Package of measures to include relaxation of planning rules on home extensions

Cameron and Clegg

The government is to extend the FirstBuy initiative for shared equity mortgages for home-buyers as part of a wide-ranging bid to kick-start housebuilding to be launched by prime minister David Cameron and deputy prime minister Nick Clegg today.

The government will also consult on temporarily extending planning rules to allow home-owners and businesses to build much larger extensions to existing properties without receiving planning permission.

The government will reveal later this morning how much money it will put in to FirstBuy, though it has already said it will be enough to help the sale of 16,500 homes. FirstBuy requires the government and housebuilders to jointly take a 20% share in new homes being built in order to allow a first-time buyer to buy with just a 5% deposit.

The extension of FirstBuy is a major victory for the listed housebuilders and the Home Builders’ Federation, which had lobbied hard for more money for a renewal of the £400m scheme.

The government said it proposed relaxation of planning rules would help “tens of thousands of families and businesses” and would be part of a package of measures designed to “support business, developers and first-time buyers, while slashing unnecessary red tape.”

The extension, to so-called “permitted development rights”, will allow home-owners to build and extension on the back of their property of up to 6-8m – depending upon the type of property – without gaining full planning permission.

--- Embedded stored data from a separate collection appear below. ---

PR #983, opened 2025-08-19
Refactor communicator types to use C++ inheritance

avivbenchorin:
Currently, the communicators data types have an inheritance hierarchy where the base communicator type is inherited by base listen, receive, and send communciator types, and the specialized base comm types are inherited by the transport-specific comm types. This PR  replaces the C-style inheritance of having the parent comm type as the first member of the derived comm types  with C++ inheritance, and refactors all function pointers for the base listen, receive, and send communicator classes into virtual member functions that the protocol-specific communicator classes implement.

This PR only handle the direct translation of the C-style comm structs into C++ classes with inheritance, and turning function pointers into member functions. A future PR will need to:
* Refactor comm class initialization and clean-up functions into constructors and destructors
* Refactor remaining stand-alone functions associated with communicator classes into member functions
* Enforce appropriate access control (add the `protected` keyword for members that shouldn't be publicly accessible)

(Continuing C++ refactor started with #851, #938, and #950, #955, and #971).

### DIFF
--- a/include/nccl_ofi.h
+++ b/include/nccl_ofi.h
@@ -807,26 +807,48 @@ public:
 	virtual ~nccl_net_ofi_xfer_comm_t() = default;
 
 	// TODO: Potentially store this here: int trafficClass;
+	virtual int close() = 0;
 
-	int (*send)(nccl_net_ofi_xfer_comm_t *send_comm, void *data, size_t size, int tag,
-			     nccl_net_ofi_mr_handle_t *mhandle, nccl_net_ofi_req_t **req);
+	/**
+	 * Data transfer API functions need to be implemented by the derived recv
+	 * and send communicator classes. Calling send/write/write_inline from
+	 * the derived recv comm class or recv/flush/read from the derived send
+	 * comm class will fail as an unsupported operation
+	 */
+	virtual int send(void *data, size_t size, int tag_arg,
+			 nccl_net_ofi_mr_handle_t *mhandle, nccl_net_ofi_req_t **req)
+	{
+		return log_unsupported_operation("comm", "isend", -EINVAL);
+	}
 
-	int (*close)(nccl_net_ofi_xfer_comm_t *send_comm);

Shops will be able to extend their premises by up to 100 sq m, with industrial premises able to expand by up to 200 sq m. Both will be allowed to develop up to the boundary of the premises, all without gaining planning permission.

The capability to develop without gaining planning permission is not new, but the measures extend existing allowances, and would be designed to help small- and medium-sized builders.

The government is also expected to announce plans to underwrite loans to housing associations to build new affordable homes, while relaxing the requirement upon home builders to develop affordable houses in order to make sites more economically viable.

Reports yesterday said the government is also looking to beef up investment in social housing by taking underspend from other departments.

Speaking to Sky News, Nick Clegg said the adjustments to the planning laws were designed to make house building easier.

“I don’t think everybody is [building an extension on their conservatory] but I suspect some people are and that is one measure amongst a barrage of measures that we are announcing today.

“I guess the biggest announcement were making today, is that the Government is saying: look, to registered social landlords and to private house builders, look: ‘If you’re finding it too expensive to raise money yourself to put shovels in the ground to employ people on construction sites [and] build homes for private rent and to build affordable homes, we’re going to make it cheaper for you to do so.”

In a statement David Cameron said: “”That starts with getting the planners off our backs. Getting behind the businesses that have the ambition to expand. And meeting the aspirations of families that want to buy or improve a home.”

Peter Bolton King, RICS global residential director, said: “What the market needs now is investment, not piecemeal planning reform. While we encourage the government’s attempt to stimulate development through small scale projects, this will not provide the required impetus for growth.

“Families and businesses looking to extend their properties will not deliver the required new homes to solve the housing crisis.”

Reaction to the government’s plans:

David Orr, chief executive of the National Housing Federation, said: “This stimulus package is a major step forward. The Government’s £10 billion financial guarantees, together with the extra £300 million for affordable and empty homes, has the potential to transform the housing market.

“It will provide homes for some of the millions of families on waiting lists, create jobs and give the UK economy a shot in the arm with a speed and effectiveness few industries can match. The only piece of the puzzle missing from this announcement is rapid access to public land.

“Government departments are sitting on parcels of previously developed public land equivalent of two cities the size of Leicester - this land needs to be made available so that Housing Associations can get cracking, build more homes at scale, boost the supply of affordable homes and create local jobs.”

Faraz Baber, Director of Planning at London First, said: “The package of measures to reinvigorate the housing delivery is to be welcomed but unless government resolve the problems that are currently surrounding planning taxes imposed on development, housing delivery will continue to be stifled as schemes remain financially unviable to proceed.”